First time hearing about it. Thanks! Next door is another great idea.


----------



## Carla (Feb 4, 2021)

Just checked out Sniffspot. Its a great idea, but nothing promising at all turned up in my area. Does anyone know of any similar apps?


----------



## Ava. (Oct 21, 2020)

My neighborhood has a Facebook group, does yours?


----------



## Carla (Feb 4, 2021)

I don't know! I am not a FB user, but it's definitely worth a try. Thank you!


----------



## For Want of Poodle (Feb 25, 2019)

I had some success with looking at Google maps satellite view to find fields, then driving there for a look.


----------



## Carla (Feb 4, 2021)

Thanks for the idea!


----------



## Ava. (Oct 21, 2020)

If there are any highschools around you they usually have football practice fields. My school has a natural grass field thats fenced in that I visit frequently.


----------



## Mr.Ziggy (Jul 14, 2020)

www.bringfido.com is a good place to get ideas for dog friendly areas. I've found that off leash hiking areas tend to have some big open areas or fields that could be great!


----------



## PeggyTheParti (Sep 5, 2019)

We do weekly playdates on our trainer’s fenced acreage. It’s not a formal thing. She’s just become a friend and is very generous. But that one hour a week tells us a lot about what’s working in Peggy’s training and what needs more attention.

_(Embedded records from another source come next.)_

PR #2074, opened 2026-03-12
fix(tui): handle OSC 133 click events in editor

mitsuhiko:
This commit adds editor support for OSC 133 `click_events=1` prompt-click (supported by Ghostty and some others) by changing the focused TUI editor to emit click-enabled OSC 133 semantic prompt markers.

This teaches the TUI to parse and dispatch incoming mouse click events to the focused component, and teaching the editor to map those terminal click coordinates back to logical cursor positions across single-line, explicit multi-line, and wrapped inputs.

This is sloppier than I think it could be, but it took me a few attempts to make it work at all.

### DIFF
--- a/packages/tui/src/components/editor.ts
+++ b/packages/tui/src/components/editor.ts
@@ -102,7 +102,15 @@ interface LayoutLine {
 	text: string;
 	hasCursor: boolean;
 	cursorPos?: number;
+	startsLogicalLine: boolean;
+	logicalLine: number;
+	startIndex: number;
+	endIndex: number;
 }
+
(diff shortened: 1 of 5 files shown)


badlogic:
without asking my clanker, what is this good for?

mitsuhiko:
It lets you click around in the multi-line edit fields to change the cursor position.

mitsuhiko:
Screenshot 2026-03-25 at 20 14 30

😭

badlogic:
this doesn't even compile my man.

mitsuhiko:
I merged in main and resolved the failure.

When you’re researching puppy classes for June, ask about whether they do puppy social hours or some sort of puppy “matchmaking” for playdates. You’ll also meet other dog owners through classes who will have suggestions for you and may even have a good property of their own to offer up.


----------



## Basil_the_Spoo (Sep 1, 2020)

We live in the city and do the sniffspot/playdate strategy. All you have to say is, "does your dog want to have a playdate with my dog?". You'll come across good play buddies just walking around the neighborhood like a random bouncing atom in the universe too.

It's like a cry for "I just need 36 hours where my dog is just exhausted from playing so I can have some peace."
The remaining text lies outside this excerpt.